Was sich verändert, wenn ihr euch wirklich zuhört

Seitdem gab es in unserer Beziehung eine spürbare Veränderung. Wir sind schneller im Verständnis und langsamer in der Bewertung. Wir greifen weniger zu alten Mustern, weil wir einander besser im Blick haben. Missverständnisse lösen sich früher auf, weil wir sie nicht erst groß werden lassen. Ein kurzer Blick genügt, um zu merken, was der andere gerade braucht. Wir müssen weniger korrigieren, weil wir mehr verstehen. Diese Veränderung ist nicht spektakulär, aber sie ist still und tragfähig. Sie trägt uns durch stressige Momente, wenn Kinder etwas sehr dringend wollen oder wenn ein Tag zu wenig Stunden hat. Dann erinnert uns die Erfahrung aus dem Urlaub daran, dass Nähe nicht über große Lösungen kommt, sondern über kleine wache Momente, in denen man sich als Paar wiederfindet.

 

Zeit füreinander ist keine Pause von der Familie, sondern Fürsorge für sie

Das Ergebnis fühlt sich warm und stabil an. Wenn die Paarbeziehung sich sicherer anfühlt, profitieren die Kinder unmittelbar. Sie nehmen die Ruhe und Sicherheit wahr, die zwischen den Erwachsenen entsteht. Sie erleben, dass Grenzen halten können, ohne hart zu wirken, weil sie von Verbundenheit getragen werden. Sie sehen Eltern, die einander wohlwollend begegnen und die eigenen Bedürfnisse aussprechen, ohne den anderen als Gegner zu erleben. Das macht den Familienalltag leichter. Es macht Übergänge sanfter.
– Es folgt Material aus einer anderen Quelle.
PR #1838, opened 2021-01-28
Add configuration for API settings.

demiankatz:


demiankatz:
@EreMaijala, I need to override the max result limit for web results in my local instance, so I thought having an .ini file for some API settings might be useful. Any suggestions or objections?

Es macht die Atmosphäre zu Hause freundlicher. Deshalb lautet unsere Einladung, wenn es bei euch möglich ist: nehmt euch Zeit füreinander. Nicht, um Probleme abzuarbeiten. Sondern um euch wieder zuzuhören. Ein gemeinsames Buch kann ein guter Einstieg sein. Das eigentliche Geschenk entsteht, wenn ihr euch im Gespräch wieder begegnet. Dann wächst Nähe, und mit ihr wächst die Sicherheit eurer Kinder.